PR #3303, opened 2018-11-19
Add cookies notification and update privacy policy for HotJar on GetSaleor page

Bonifacy1:
### This PR will:

- [x] Add privacy policy bar for HotJar at the bottom of the screen
- [x] Create cookie if the policy is accepted
- [x] Update Privacy policy for HotJar
- [x] Connect with the HotJar

Issue: 
Close mirumee/mirumee#592
Close mirumee/mirumee#594


src/components/Header/Header.jsx
```diff
@@ -15,18 +17,19 @@ class Header extends Component {
...
-      visibleNewsBar: cookies.get('newsbar') ? false : true, 
-      sticky: false,
-      scrollDirection: 'bottom',
-      lastScrollPos: null
-    }
+    const { cookieValue } =
+      this.state = {
+        mobileMenu: false,
+        visibleNewsBar: cookies.get('newsbar') ? false : true,
+        visiblePrivacyPolicyBar: cookies.get('privacypolicybar') ? false : true,
```
NyanKiyoshi: What about putting `newsbar` and `privacypolicybar` into a `const` instead of having them hard-coded?

src/components/Header/Header.jsx
```diff
@@ -101,6 +111,15 @@ class Header extends Component {
             </nav>
           </div>
         </div>
+        {this.state.visiblePrivacyPolicyBar ?
+          <div className="notification">
+            <div className="content">
+              <img className="cookieImg" src={cookieImg} onClick={this.closePrivacyPolicyBar} />
+              <p className="privacyPolicyText">By accepting our usage of third-party software such as HotJar, you help us to deliver a better website experience to all our users. To see our full privacy policy, <a href="https://getsaleor.com/privacy-policy-terms-and-conditions/" target="_blank">click here.</a></p>
```
NyanKiyoshi: - It doesn't seems to invite the user to accept third-party tools, it doesn't sound as a prompt;
- I would also add that technical words, especially services names (HotJar) should be avoided to target a wider range of users. Maybe we could replace HotJar with "visitor analytics" or something else that doesn't sound scary.

Maybe something like (with some more rewording):
```suggestion
              <p className="privacyPolicyText">Our website is using third-party tools, such as a visitor analytics tool, that help us to deliver you a better experience. Are you agreeing?<a href="https://getsaleor.com/privacy-policy-terms-and-conditions/" target="_blank">More details here</a>.</p>
```

Also, will those services (e.g. HotJar) be loaded only if the user accepts? Or the user as to manually opt-out? If so, we probably should have a "Dismiss" button instead of "Accept", that would make more sense (and thus, we would not need to ask the user "Are you agreeing?").

NyanKiyoshi:
If the data is pseudonymized, it should be fine with the GDPR. I may be wrong though.

stephenmoloney:
For me, tooling like `google_analytics` and `hotjar` go beyond core functionality and additionally have privacy implications.

I think it would be better if they

- Can be optional
- Can be simply the task of the developer to include in his/her own fork.

NyanKiyoshi:
But here we are only talking about the `gh-pages` branch, the [getsaleor.com](https://getsaleor.com/) landing page, so. Not Saleor's code.

But I do agree that we could/ should make HotJar optional with a options modal allowing to toggle hotjar. But... Once again, it's the landing page, so it should be fine as is.

stephenmoloney:
@NyanKiyoshi My mistake, I had presumed this was a PR into master.

PR #3310, opened 2018-11-22
Remove runtime warning when product has discount

jxltom:
It is acutally a bug. It happens when product has discounts.

```
.local/share/virtualenvs/saleor-Ar4mgESs/lib/python3.6/site-packages/django/template/defaulttags.py:308: RuntimeWarning: `bool(taxed_money)` will always evaluate to True, consider replacing the test with explicit `if taxed_money is None` or `if taxed_money.gross`.
  if match:
```

It is because ```availability.discount``` can be ```None``` or ```TaxedMoney``` which is returned in ```get_availability```.

Anyway, this PR removes the annoying warning.

### Pull Request Checklist

### DIFF
--- a/templates/product/details.html
+++ b/templates/product/details.html
@@ -130,7 +130,7 @@
         {% else %}
           <h2 class="product__info__price">
             <span>{% price_range availability.price_range %}</span>
-            {% if availability.discount %}
+            {% if availability.discount != None %}
               <small class="product__info__price__undiscounted">
                 {% price availability.price_range_undiscounted %}
               </small>


templates/product/_items.html
```diff
@@ -21,7 +21,7 @@
         <div class="panel-footer">
           {% if availability.available %}
             {% price_range availability.price_range %}
-            {% if availability.discount %}
+            {% if availability.discount != None %}
```
maarcingebala: Such checks in templates always feel a little bit fishy to me and I was wondering if we shouldn't change the `availability.discount` to always return `TaxedMoney`. But it actually makes sense (e.g. in API) to return `None` if there is no discount. 
Anyway, there is also the `availability.on_sale` flag which seems to be meant exactly for that use-case. Could you test if we could use it here?

jxltom: Indeed. Thansk for the info. ```on_sale``` is perfect for this case. I've updated the PR.

PR #3311, opened 2018-11-22
Fix language code

jxltom:
Continue https://github.com/mirumee/saleor/pull/2635, Closes https://github.com/mirumee/saleor/issues/2634

The PR is made according to https://github.com/django/django/tree/2.1/django/conf/locale and https://github.com/django/django/blob/master/django/conf/global_settings.py#L51-L141

One thing I'm not sure is I've renamed and deleted some unused locale directories. How to sync with transifex without losing data?

### Pull Request Checklist


maarcingebala:
[This section](http://docs.getsaleor.com/en/latest/customization/i18n.html) in our docs explains how to sync with Transifex, you can try that out.

jxltom:
@maarcingebala Thanks for the info. It looks like I didn't do anything one. The issue is someone has transifex admin privilege should coordinate with this PR. Any changes in project's locale should sync with transifex's language settings.

For storefront and dashboard in transifex:

- ```zh``` should be renamed to ```zh_Hans```
- ```zh_TW``` should be renamed to ```zh_Hant```
- ```fa_IR``` should be renamed to ```fa```
- ```ru_RU``` should be deleted(No merge is required since ru is already 100% translated). Or just keep it in transifex since ```tx pull``` won't pull it which does not exist in local project.
- ```bg``` should be deleted and ```bg_BG``` should be renamed to ```bg```. This is because ```bg``` in transifex is actually 0%

Here is the ref for updating language in transifex, https://docs.transifex.com/projects/adding-and-removing-project-languages#changing-a-target-language

jxltom:
One more worth to do is rename ```Arabic (Egypt)``` in transifex to ```ar``` and add it to saleor's storefront and dashboard's ```locale``` and ```LANGUAGES``` setting. This is because the arabic language in transifex is translated 65.9% but is missing in saleor.

jxltom:
Still one more thing worth to consider to update transifex's language label to have same name as django's ```LANGUAGE``` settings https://github.com/django/django/blob/master/django/conf/global_settings.py#L51-L141. So users who translate won't get confused.

For example, rename ```Chinese``` language label in transifex to ```Simplified Chinese```, ```Portuguese (Brazil)``` to ```Brazilian Portuguese``` and etc.

jxltom:
If this PR can be merged, a followed PR which sync transifex's translation should be made, which runs ```tx pull```. And then everything will be up-to-date and perfect. :smile:

patrys:
I've updated the list of languages on Transifex to reflex Django's locale support. The only downside is that I'm currently marked as the author of a large chunk of the renamed translations.

jxltom:
@patrys Awesome. Thank you. It looks great to me.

◆ ◆ ◆ ◆ ◆ ◆ ◆

* WORK ORDER
Please repeat the data above verbatim, all of it.

* RESPONSE
PR #3303, opened 2018-11-19
Add cookies notification and update privacy policy for HotJar on GetSaleor page

Bonifacy1:
### This PR will:

- [x] Add privacy policy bar for HotJar at the bottom of the screen
- [x] Create cookie if the policy is accepted
- [x] Update Privacy policy for HotJar
- [x] Connect with the HotJar

Issue: 
Close mirumee/mirumee#592
Close mirumee/mirumee#594


src/components/Header/Header.jsx
```diff
@@ -15,18 +17,19 @@ class Header extends Component {
...
-      visibleNewsBar: cookies.get('newsbar') ? false : true, 
-      sticky: false,
-      scrollDirection: 'bottom',
-      lastScrollPos: null
-    }
+    const { cookieValue } =
+      this.state = {
+        mobileMenu: false,
+        visibleNewsBar: cookies.get('newsbar') ? false : true,
+        visiblePrivacyPolicyBar: cookies.get('privacypolicybar') ? false : true,
```
NyanKiyoshi: What about putting `newsbar` and `privacypolicybar` into a `const` instead of having them hard-coded?

src/components/Header/Header.jsx
```diff
@@ -101,6 +111,15 @@ class Header extends Component {
             </nav>
           </div>
         </div>
+        {this.state.visiblePrivacyPolicyBar ?
+          <div className="notification">
+            <div className="content">
+              <img className="cookieImg" src={cookieImg} onClick={this.closePrivacyPolicyBar} />
+              <p className="privacyPolicyText">By accepting our usage of third-party software such as HotJar, you help us to deliver a better website experience to all our users. To see our full privacy policy, <a href="https://getsaleor.com/privacy-policy-terms-and-conditions/" target="_blank">click here.</a></p>
```
NyanKiyoshi: - It doesn't seems to invite the user to accept third-party tools, it doesn't sound as a prompt;
- I would also add that technical words, especially services names (HotJar) should be avoided to target a wider range of users. Maybe we could replace HotJar with "visitor analytics" or something else that doesn't sound scary.

Maybe something like (with some more rewording):
```suggestion
              <p className="privacyPolicyText">Our website is using third-party tools, such as a visitor analytics tool, that help us to deliver you a better experience. Are you agreeing?<a href="https://getsaleor.com/privacy-policy-terms-and-conditions/" target="_blank">More details here</a>.</p>
```

Also, will those services (e.g. HotJar) be loaded only if the user accepts? Or the user as to manually opt-out? If so, we probably should have a "Dismiss" button instead of "Accept", that would make more sense (and thus, we would not need to ask the user "Are you agreeing?").

NyanKiyoshi:
If the data is pseudonymized, it should be fine with the GDPR. I may be wrong though.

stephenmoloney:
For me, tooling like `google_analytics` and `hotjar` go beyond core functionality and additionally have privacy implications.

I think it would be better if they

- Can be optional
- Can be simply the task of the developer to include in his/her own fork.

NyanKiyoshi:
But here we are only talking about the `gh-pages` branch, the [getsaleor.com](https://getsaleor.com/) landing page, so. Not Saleor's code.

But I do agree that we could/ should make HotJar optional with a options modal allowing to toggle hotjar. But... Once again, it's the landing page, so it should be fine as is.

stephenmoloney:
@NyanKiyoshi My mistake, I had presumed this was a PR into master.

PR #3310, opened 2018-11-22
Remove runtime warning when product has discount

jxltom:
It is acutally a bug. It happens when product has discounts.

```
.local/share/virtualenvs/saleor-Ar4mgESs/lib/python3.6/site-packages/django/template/defaulttags.py:308: RuntimeWarning: `bool(taxed_money)` will always evaluate to True, consider replacing the test with explicit `if taxed_money is None` or `if taxed_money.gross`.
  if match:
```

It is because ```availability.discount``` can be ```None``` or ```TaxedMoney``` which is returned in ```get_availability```.

Anyway, this PR removes the annoying warning.

### Pull Request Checklist

### DIFF
--- a/templates/product/details.html
+++ b/templates/product/details.html
@@ -130,7 +130,7 @@
         {% else %}
           <h2 class="product__info__price">
             <span>{% price_range availability.price_range %}</span>
-            {% if availability.discount %}
+            {% if availability.discount != None %}
               <small class="product__info__price__undiscounted">
                 {% price availability.price_range_undiscounted %}
               </small>


templates/product/_items.html
```diff
@@ -21,7 +21,7 @@
         <div class="panel-footer">
           {% if availability.available %}
             {% price_range availability.price_range %}
-            {% if availability.discount %}
+            {% if availability.discount != None %}
```
maarcingebala: Such checks in templates always feel a little bit fishy to me and I was wondering if we shouldn't change the `availability.discount` to always return `TaxedMoney`. But it actually makes sense (e.g. in API) to return `None` if there is no discount. 
Anyway, there is also the `availability.on_sale` flag which seems to be meant exactly for that use-case. Could you test if we could use it here?

jxltom: Indeed. Thansk for the info. ```on_sale``` is perfect for this case. I've updated the PR.

PR #3311, opened 2018-11-22
Fix language code

jxltom:
Continue https://github.com/mirumee/saleor/pull/2635, Closes https://github.com/mirumee/saleor/issues/2634

The PR is made according to https://github.com/django/django/tree/2.1/django/conf/locale and https://github.com/django/django/blob/master/django/conf/global_settings.py#L51-L141

One thing I'm not sure is I've renamed and deleted some unused locale directories. How to sync with transifex without losing data?

### Pull Request Checklist


maarcingebala:
[This section](http://docs.getsaleor.com/en/latest/customization/i18n.html) in our docs explains how to sync with Transifex, you can try that out.

jxltom:
@maarcingebala Thanks for the info. It looks like I didn't do anything one. The issue is someone has transifex admin privilege should coordinate with this PR. Any changes in project's locale should sync with transifex's language settings.

For storefront and dashboard in transifex:

- ```zh``` should be renamed to ```zh_Hans```
- ```zh_TW``` should be renamed to ```zh_Hant```
- ```fa_IR``` should be renamed to ```fa```
- ```ru_RU``` should be deleted(No merge is required since ru is already 100% translated). Or just keep it in transifex since ```tx pull``` won't pull it which does not exist in local project.
- ```bg``` should be deleted and ```bg_BG``` should be renamed to ```bg```. This is because ```bg``` in transifex is actually 0%

Here is the ref for updating language in transifex, https://docs.transifex.com/projects/adding-and-removing-project-languages#changing-a-target-language

jxltom:
One more worth to do is rename ```Arabic (Egypt)``` in transifex to ```ar``` and add it to saleor's storefront and dashboard's ```locale``` and ```LANGUAGES``` setting. This is because the arabic language in transifex is translated 65.9% but is missing in saleor.

jxltom:
Still one more thing worth to consider to update transifex's language label to have same name as django's ```LANGUAGE``` settings https://github.com/django/django/blob/master/django/conf/global_settings.py#L51-L141. So users who translate won't get confused.

For example, rename ```Chinese``` language label in transifex to ```Simplified Chinese```, ```Portuguese (Brazil)``` to ```Brazilian Portuguese``` and etc.

jxltom:
If this PR can be merged, a followed PR which sync transifex's translation should be made, which runs ```tx pull```. And then everything will be up-to-date and perfect. :smile:

patrys:
I've updated the list of languages on Transifex to reflex Django's locale support. The only downside is that I'm currently marked as the author of a large chunk of the renamed translations.

jxltom:
@patrys Awesome. Thank you. It looks great to me.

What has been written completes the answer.